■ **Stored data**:
PR #879, opened 2026-02-27
Feature/assets 874 dedup files

vej-ananas:
prepares #874 
This includes the script which turns `many assets - assetFile - the same file` into  `many assets - assetFile - many files` so that the following transition to many-one can be done without losing info.

I am unsure if a Command in the Server is the proper place for this, since we only really run it once and then never again. Maybe you have suggestions on where to put this? Or do we not keep it at all?


Tugark (approved):
I think it's fine using a command, since we need service and a fully configured nestjs instance due to prisma and S3. Just make a mental note to remove it once the migration is deployed.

■ **ASSIGNMENT**:
Would you restate the entries word for word, omitting none?

■ **OUTPUT FOR THIS TASK**:
PR #879, opened 2026-02-27
Feature/assets 874 dedup files

vej-ananas:
prepares #874 
This includes the script which turns `many assets - assetFile - the same file` into  `many assets - assetFile - many files` so that the following transition to many-one can be done without losing info.

I am unsure if a Command in the Server is the proper place for this, since we only really run it once and then never again. Maybe you have suggestions on where to put this? Or do we not keep it at all?


Tugark (approved):
I think it's fine using a command, since we need service and a fully configured nestjs instance due to prisma and S3. Just make a mental note to remove it once the migration is deployed.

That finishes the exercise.